▸ What is needed: State how many lines in the material hold the string "extends"; nothing besides that number is expected.

▸ Supplied data:
PR #45502, opened 2023-01-03
[9.x] Added support for testing authorization usages

tkaratug:
This PR adds support for testing policy usages in controllers easily.

This can be done using `expectsAuthorization()` method which is added to `MockApplicationServices` trait. With this method there is no need to write separate tests for unauthorized users.

Let's say we have a `PostController` and `index()` method to get all posts:

```php
class PostController extends Controller
{
    public function index()
    {
        $this->authorize('view-any', Post::class);

        return PostResource::collection(Post::paginate(50));
    }
}
```

Authorization can be tested in `PostControllerTest` as following:

```php
class PostControllerTest extends TestCase
{
    public function testUserCanViewPosts(): void
    {
        Post::factory()->count(5)->create();

        $this->expectsAuthorization('view-any', Post::class);

        $response = $this->postJson(route('posts.index'));

        $response->assertOk();
    }
}
```

### DIFF
--- a/src/Illuminate/Foundation/Testing/Concerns/MocksApplicationServices.php
+++ b/src/Illuminate/Foundation/Testing/Concerns/MocksApplicationServices.php
@@ -2,6 +2,7 @@
 
 namespace Illuminate\Foundation\Testing\Concerns;
 
+use Illuminate\Contracts\Auth\Access\Gate;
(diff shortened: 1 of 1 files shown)


taylorotwell:

taylorotwell:
Just create the user in such a state that the authorization passes / fails.

PR #37307, opened 2021-05-07
[6.x] Support mass assignment to SQL Server views

madbarron:
SqlServerGrammar assumes that the model is backed by a table, but some unfortunate souls attach to views in SQL Server. Since we now check mass assignment keys against the database columns, we need to be able to fetch the columns for views.

SQL Server will not allow a table and a view to have the same name in the same namespace, so this should not introduce any problems with matching multiple items.

Commit which introduced the problem: https://github.com/laravel/framework/commit/70d261d9832fc30575276fd9042b02f5debdad8f

PR #45503, opened 2023-01-04
[7.x] Support Views in SQLServerGrammer

JohnHHunter:
As @madbarron wrote in a [6.x](https://github.com/laravel/framework/pull/37307) and [8.x](https://github.com/laravel/framework/pull/37348) PR:
> SqlServerGrammar assumes that the model is backed by a table, but some unfortunate souls attach to views in SQL Server. Since we now check mass assignment keys against the database columns, we need to be able to fetch the columns for views.
> 
> This revision removes the "table" object type specification when hitting the DB for schema info, so that views also work. SQL Server will not allow multiple objects to have the same name in the same namespace, so this should not introduce any problems with matching multiple items.

Let's bring this change to Laravel Framework 7.x


driesvints:
7.x isn't maintained anymore sorry.

PR #45505, opened 2023-01-04
[9.x] Improve `JsonResource::class` values

dinhquochan:
This PR improves the value of the `JsonResource::class`.

### Resource:

```php
return JsonResource::make([
  'array' => [1, 2, 3],
  'object' => (object) ['a' => 'b'],
  'arrayable' => $arrayableObject,
  'htmlString' => $htmlStringObject,
  'stringable' => $stringableObject,
]);
```

### Before

image

### After

image

Thanks.

### DIFF
--- a/src/Illuminate/Http/Resources/ConditionallyLoadsAttributes.php
+++ b/src/Illuminate/Http/Resources/ConditionallyLoadsAttributes.php
@@ -2,8 +2,10 @@
 
 namespace Illuminate\Http\Resources;
 
+use Illuminate\Contracts\Support\Arrayable;
 use Illuminate\Support\Arr;
 use Illuminate\Support\Str;
+use Stringable;
 
 trait ConditionallyLoadsAttributes
 {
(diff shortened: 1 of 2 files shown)


axlon:
This introduces a problem; because filtering happens before serialization `Arrayable` and `Stringable` will now take precedence over `JsonSerializable`.

For example:

```php
class Foo implements Arrayable, JsonSerializable
{
    public function toArray()
    {
        return ['bar'];
    }

    public function jsonSerialize()
    {
        return ['baz'];
    }
}
```

Before:

```json
["baz"]
```

After:

```json
["bar"]
```

This could be fixed by also including `JsonSerializable` and `Jsonable` in the filter method, but personally I think only jsonserializable data should be returned by a resource. If you want an arrayable object to be represented as an array, either make it jsonserializable or call `toArray()` on it manually.

ankurk91:
This can be a breaking change for many.

dinhquochan:
Yes @axlon, you're right. I wait for @taylorotwell's opinion.

dinhquochan:
Extra issue, when I add casting `HtmlString::class` instance to a property of Model. It's still empty `{}` when encoding. I think it causes by `json_encode` in `Model` don't know a property is stringable.

taylorotwell:

PR #45510, opened 2023-01-04
Added year() and current_year() helpers

sfolador:
In this pull request new helpers have been added: `year()` and `current_year()`. 

Both helpers returns the current year and can be used as a shortcut to retrieve the current year:

```php

year(); // returns 2023

current_year(); // returns 2023

```

### DIFF
--- a/src/Illuminate/Foundation/helpers.php
+++ b/src/Illuminate/Foundation/helpers.php
@@ -573,6 +573,32 @@ if (! function_exists('now')) {
     }
 }
 
+if (! function_exists('year')) {
+    /**
+     * Gets the current year.
+     *
+     * @param  \DateTimeZone|string|null  $tz
+     * @return int
+     */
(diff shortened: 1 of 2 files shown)


sfolador:
Hi @taylorotwell, no problem for the pull request. 
Is this something that is not interesting for the framework or did I write the pull request in a wrong format? 
Just asking so that I can avoid wrong pull requests in the future.
Thank you very much!

dennisprudlo:
Adding helpers is always a tricky one because those functions are global. So helpers are usually only added when they are really necessary or will be used by a lot of people and have a great value.

A `year()` helper adds only litte value over `now()-year` but blocks this global name for everyone using laravel. If this would have been merged people would create PRs for `month()`, `day()`, etc.

sfolador:
Understood, makes sense. Thank you very much for your explanation!

PR #45850, opened 2023-01-28
Bring back consistency in FirstOrNew/Create

joelharkes:
Was looking into this code and saw a lot of different ways of it being written in the different classes.

I tried to make it as concise as possible using modern php nullable operator makes the waterfall code easy readable.

extra fix: and added the missing $values parameter in HasManyThrough.


driesvints:
Tests seem to fail here. Please resend this with passing tests, thanks.

PR #45854, opened 2023-01-29
[9.x] Add whenHas and whenHasAny() methods to Collections.

xurshudyan:
This PR adds support for whenHas and whenHasAny() method to collections. If I did something wrong let me know

``` php
    collect(['foo', 'bar', 'baz'])->whenHas('bar', function ($collection) {
       // do something 
    });

    collect(['foo', 'bar', 'baz'])->whenHasAny(['foo', 'bar'], function ($collection) {
        // do something 
    });
```

### DIFF
--- a/src/Illuminate/Collections/Collection.php
+++ b/src/Illuminate/Collections/Collection.php
@@ -595,6 +595,32 @@ class Collection implements ArrayAccess, CanBeEscapedWhenCastToString, Enumerabl
     }
 
     /**
+     * Execute the given callback if an item exists in the collection by key.
+     *
+     * @param  TKey|array<array-key, TKey>  $key
+     * @param  callable  $callback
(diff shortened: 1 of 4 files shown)


src/Illuminate/Collections/Collection.php
```diff
@@ -594,6 +594,32 @@ public function hasAny($key)
         return false;
     }
 
+    /**
+     * Execute the given callback if an item exists in the collection by key.
+     *
+     * @param  TKey|array<array-key, TKey>  $key
+     * @param  callable  $callback
+     * @param  callable|null  $default
+     * @return Collection
```
driesvints, line 603: Please use FQN everywhere in your new DocBlocks.

driesvints (changes requested):

PR #45869, opened 2023-01-30
[9.x] Add skip cancelled middleware

morrislaptop:
This PR adds a small Job middleware which will skip `Batchable` jobs if the associated batch is cancelled.

This basically removes the need for an initial if statement from the handle method:

```php
/**
 * Execute the job.
 *
 * @return void
 */
public function handle()
{
    if ($this->batch()->cancelled()) {
        return;
    }
 
    // Continue processing...
}
```

To this:

```php
public function middleware()
{
    return [new SkipCancelled];
}
```

Which aligns with the purpose of middleware from the [docs](https://laravel.com/docs/9.x/queues#job-middleware) 

> Job middleware allow you to wrap custom logic around the execution of queued jobs, reducing boilerplate in the jobs themselves.

### DIFF
--- a/src/Illuminate/Queue/Middleware/SkipCancelled.php
+++ b/src/Illuminate/Queue/Middleware/SkipCancelled.php
@@ -1,0 +1,22 @@
+<?php
+
+namespace Illuminate\Queue\Middleware;
+
+class SkipCancelled
+{
+    /**
+     * Process the job.
+     *
+     * @param  mixed  $job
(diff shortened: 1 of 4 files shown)


driesvints:
Thanks! @morrislaptop can you also send a PR to the docs?

morrislaptop:
@driesvints https://github.com/laravel/docs/pull/8495

PR #45871, opened 2023-01-30
[9.x] Restart syscalls for SIGALRM when worker times out a job

### LINKED ISSUE #45867: PDOException gets thrown whenever a SIGALRM happens during a query
- Laravel Version: 9.47.0
- PHP Version: 8.1
- Database Driver & Version: MSSql 18

### Description:

Whenever a SIGALRM happens during an execution of a query a PDOException gets thrown from the MSSql server.

```
Illuminate\Database\QueryException in App\Jobs\Job
SQLSTATE[08S01]: [Microsoft][ODBC Driver 17 for SQL Server]TCP Provider: Error code 0x2714 (SQL: select * from [table] order by [id] asc offset 1000 rows fetch next 1000 rows only)
```

NOTE: I am in no way an expert in Process Control but I've been digging about this error for days, and found relevant info. [This issue](https://github.com/microsoft/msphpsql/issues/885) describes why this happens and how, specifically in [this comment](https://github.com/microsoft/msphpsql/issues/885) a `msphpsql` maintainer explains how to resolve this issue. Another relevant change is [this commit](https://github.com/php/php-src/commit/e98e1f92c98b7c8910c55835d8f67d0d9230cc8b) by Nikita Popov in PHP core.

Apparently, to solve this we need to add the third argument (`restart_syscalls`) as true, here:

https://github.com/laravel/framework/blob/b75b5740dd0ec909206f94d4c2d4282632ac0a33/src/Illuminate/Queue/Worker.php#L211-L227

I have no idea what are the ramifications of this change, that's why I'm writing an issue and not opening a PR. Feel free to educate me and/or give me a clue on how to solve this issue for me.

### Steps To Reproduce:

Have a job time out while running a query on the MSSql server.

amiranagram:
As mentioned in #45867 whenever a `SIGALRM` happens during an execution of a query a PDOException gets thrown from the MSSql server. In simpler terms, whenever `SIGALRM` arrives the MSSQL connection gets broken resulting in the query not being to execute itself, hence throwing the error.

Although `restart_syscalls` argument is true by default in `pcntl_signal` this will not work with `SIGALRM` signal due to the backwards compatibility left by Nikita Popov in [this commit](https://github.com/php/php-src/commit/e98e1f92c98b7c8910c55835d8f67d0d9230cc8b).

### DIFF
--- a/src/Illuminate/Queue/Worker.php
+++ b/src/Illuminate/Queue/Worker.php
@@ -224,7 +224,7 @@ class Worker
             }
 
             $this->kill(static::EXIT_ERROR, $options);
-        });
+        }, true);
 
         pcntl_alarm(
             max($this->timeoutForJob($job, $options), 0)


driesvints:
Please add a thorough description at what this fixes for the person that will review this PR and not link to an issue (see the PR template).

amiranagram:
Updated @driesvints

PR #45876, opened 2023-01-30
Fail jobs on OOM errors

khepin:
Right now, creating a dummy job that just consumes memory, the job fails with an OOM error, but it stays on the queue forever. It's never marked as failed and never released.

This adds a shutdown handler that will mark the job as failed on OOM errors.

Without this, jobs that fail because of high memory usage all stay on the queue and accumulate there. If enough of them have accumulated, the workers keep spinning on jobs that can never go through preventing any other jobs from being worked on.

This now works similarly to what would happen on job timeouts.

This isn't the final PR, but I wanted to gauge interest in adding this before making a more complete PR.

### DIFF
--- a/src/Illuminate/Queue/Worker.php
+++ b/src/Illuminate/Queue/Worker.php
@@ -141,10 +141,10 @@ class Worker
 
         register_shutdown_function(function () use (&$job) {
             $e = error_get_last();
-            if (!$job instanceof Job) {
+            if (! $job instanceof Job) {
                 return;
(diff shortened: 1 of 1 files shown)


ankurk91:
We should add some comments around the new code, it is handling a special case.

taylorotwell:
I think we would need tests for this, and I don't think we should register a shutdown function from the Worker class - only from the `queue:work` Artisan command potentially.

PR #45878, opened 2023-01-30
Use arrow function

michaelnabil230:


taylorotwell:
Honestly I hate merging such big formatting PRs like this... if anything it should be sent to Laravel 10.x. Thanks.

PR #45879, opened 2023-01-31
model array set key support relation key

duncanxia97:
~~~php
// before
$model = TestModel::with('admin')->find(1);
$model['admin']['name'] = "test_".$model['admin']['name']
echo $model['admin']['name'];
// echo: adminName

// after
$model = TestModel::with('admin')->find(1);
$model['admin']['name'] = "test_".$model['admin']['name']
echo $model['admin']['name'];
// echo: test_adminName
~~~


ankurk91:
It can be breaking for many, target 10.x?
Can you include some test.

taylorotwell:

PR #45883, opened 2023-01-31
Adds more `Regular Expression` methods 🔎

mahmoudmohamedramadan:
This PR adds more useful `Regular Expression Route` methods that save many of lines code. Let's see the next scenario for more illustration 👀.

## BEFORE accepting the PR

```PHP
/**
 * Display the given integer value.
 *
 * @param  int  $id
 * @return int
 */
public function show($id)
{
    // Checking if the length of `$id` is 1
    if (strlen($id) != 1) {
        abort(404);
    }

    // Checking if the `$id` value equals 1
    if ($id != 1) {
        abort(404);
    }

    return $id;
}
```

Let's see the magic of the new two methods 🎉

## AFTER accepting the PR

```PHP
Route::get('users/{user}', function ($user) {
    return $user;
})
    ->whereLength('user', 1)
    ->whereEquals('user', 1);
```

### DIFF
--- a/src/Illuminate/Routing/CreatesRegularExpressionRouteConstraints.php
+++ b/src/Illuminate/Routing/CreatesRegularExpressionRouteConstraints.php
@@ -40,6 +40,30 @@ trait CreatesRegularExpressionRouteConstraints
     }
 
     /**
+     * Specify that the given route parameters must equals the given length.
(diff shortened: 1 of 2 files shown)


taylorotwell:

PR #45885, opened 2023-01-31
[9.x] Ensure subsiquent calls to `Mailable->to()` overwrite previous entries

AAllport:
Fixes a bug introduced by #45119 where subsequent calls to `->to()` with a different name will not take effect.
We do this by reversing the collection before the call to `unique` and then reversing it back.

A test for this functionality has been added to `MailMailableTest::testMailableSetsRecipientsCorrectly()`

More context - https://github.com/laravel/framework/pull/45119#issuecomment-1410285596

### DIFF
--- a/src/Illuminate/Mail/Mailable.php
+++ b/src/Illuminate/Mail/Mailable.php
@@ -695,7 +695,9 @@ class Mailable implements MailableContract, Renderable
         }
 
         $this->{$property} = collect($this->{$property})
+            ->reverse()
             ->unique('address')
+            ->reverse()
             ->values()
             ->all();
 
--- a/tests/Mail/MailMailableTest.php
+++ b/tests/Mail/MailMailableTest.php
@@ -30,9 +30,8 @@ class MailMailableTest extends TestCase
         $mailable->to('taylor@laravel.com', 'Taylor Otwell');
 
         // Add the same recipient again, but with a different name. This should set the name correctly.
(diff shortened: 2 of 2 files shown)


AAllport:
So, when adding additional addresses via `->to()` or any of the other methods, the entire array is passed through `->unique()`
`Collection::unique()` (when you provide a key) will iterate and keep a record of the keys it has seen.
Each iteration will check the key against the keys it's already seen and reject if it's already there.
As such, `unique` will keep the first instance of the array containing the key.

Before this change, calling the following:
```php
$mailable->to("taylor@laravel.com")->to("taylor@laravel.com", "Taylor Otwell")
```
Will result in the following to array:
```php
[
    ["email"=>"taylor@laravel.com", "name"=>null]
]
```
Whereas intuitively, the name should be overridden by the last provided instance.
```php
[
    ["email"=>"taylor@laravel.com", "name"=>"Taylor Otwell"]
]
``````php
[
    ["email"=>"taylor@laravel.com", "name"=>null]
]
```

In place of a `uniqueLast()` function, we have to reverse the array to keep the last.
This broke the tests that rely on the order of the to/cc/bcc array, so we flip it back afterwards.


Frustratingly, this caught us out when updating from an older version as `->assertMailTo($email,$name)` was throwing as the `name` was null, despite calling `->to($email,$name)` in our `build()` function.

AAllport:
Awesome! Thanks for merging 🙌

PR #38016, opened 2021-07-15
[8.x] `@class` Blade directive

danharrin:
Hey! 👋 

Conditional class syntax for Blade component attribute bags has been available in Laravel since v8.27.0. It can be used to conditionally merge attributes into the bag based on Boolean expressions, like so:

```blade
<span {{ $attributes->class([
    'text-sm',
    'font-bold' => $active,
]) }}>
    Dashboard
</span>
```

In this example, the `font-bold` class would be merged into this class list when the component is `$active`.

I would like to expand the scope of this syntax one step further, and make it available in a `@class` Blade directive. Similar functionality can be found in many frontend frameworks, including [Vue.js](https://vuejs.org/v2/guide/class-and-style.html#Object-Syntax) and [Alpine.js](https://alpinejs.dev/directives/bind#class-object-syntax). This will allow Blade developers to use conditional classes on any HTML element, not just when merging them into the attribute bag. For example:

```blade
<div>
    <span @class([
        'text-sm',
        'font-bold' => $active,
    ])>
        Dashboard
    </span>

    <svg @class([
        'w-6 h-6',
        'text-indigo-600' => $active,
    ])>
        <path />
        <path />
        <path />
    </svg>
</div>
```

To keep this new directive DRY, I extracted the class array compilation logic into a new array helper, `Arr::toCssClasses()`. Let me know if there is a better place to put this logic!

### Alternative

Alternatively, I could remove the `@class` Blade directive and allow developers to use the raw `Arr::toCssClasses()` helper, like so:

```blade
<div>
    <span class="{{ Arr::toCssClasses([
        'text-sm',
        'font-bold' => $active,
    ]) }}">
        Dashboard
    </span>

    <svg class="{{ Arr::toCssClasses([
        'w-6 h-6',
        'text-indigo-600' => $active,
    ]) }}">
        <path />
        <path />
        <path />
    </svg>
</div>
```

PR #45887, opened 2023-01-31
[9.x] Add @style Blade directive

intrepidws:
Building upon the great work by @danharrin, who added the `@class` Blade directive in PR #38016, this PR adds support for a `@style` Blade directive. While my preference is always to use `@class`, I often find myself needing to conditionally use one-off styles in projects where I don't have access to Tailwind.

Usage is very similar to the `@class` blade directive, as follows:

```
<div>
    <span @style([
        'margin-top: 10px;',
        'font-weight: bold' => $active,
    ])>
        Dashboard
    </span>

    <svg @style([
        'font-weight: bold; text-decoration: underline;',
        'margin-top: 10px' => $active,
    ])>
        <path />
        <path />
        <path />
    </svg>
</div>
```

One thing to note is that when specifying the styles, it doesn't matter whether or not you end the line with a semi-colon - the logic will add it if it's missing.

If accepted, I will PR to the docs. I could also add `@style` support for blade components as well (similar to what PR #43140 did for the `@class` directive) - if that's something that's desired.

### DIFF
--- a/src/Illuminate/Collections/Arr.php
+++ b/src/Illuminate/Collections/Arr.php
@@ -4,7 +4,6 @@ namespace Illuminate\Support;
 
 use ArgumentCountError;
 use ArrayAccess;
-use Illuminate\Support\Str;
 use Illuminate\Support\Traits\Macroable;
 use InvalidArgumentException;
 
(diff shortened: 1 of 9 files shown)


taylorotwell:
I would suggest going ahead and adding support for Blade components. I don't think we would want to merge support for this without also supporting Blade components since `@class` is supported on both.

taylorotwell:
Please mark as ready for review when done. Thanks!

intrepidws:
No problem, this is ready for review @taylorotwell

PR #46310, opened 2023-03-01
Update Handler.php to logging Auth exception 

jbidad:
If a custom driver with provider used in `auth.config` and it was not implemented in `AuthServiceProvider`, therefore, it was catch in context method and returning empty array. I faced with similar issue which was no log was recorded. For the reason of this issue I added error logger to make it reportable


lk77:
You can implement that function in app/Http/Exceptions/Handler.php

jbidad:
> You can implement that function in app/Http/Exceptions/Handler.php

It wrong way to fix something like this in app!

lk77:
@jbidad there is nothing to fix

PR #46313, opened 2023-03-01
[9.x] Make createIndexName function public

chrisflorin:
Having this function public is useful to create a default index name according to the standard without creating your own function.  This is useful for checking if an index already exists.

See https://stackoverflow.com/a/45883428/6383358 for an example of a use case.

Also cleaned up function definition for later versions of Php.


chrisflorin:
Should I retry merging this into 10.x?  I'd contend that this feature would be useful; otherwise anytime anybody needs the name of an index, that developer needs to create their own function that emulates this one.  Would be useful to use a Framework standard function for something like this.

▸ Answer to the exercise: 3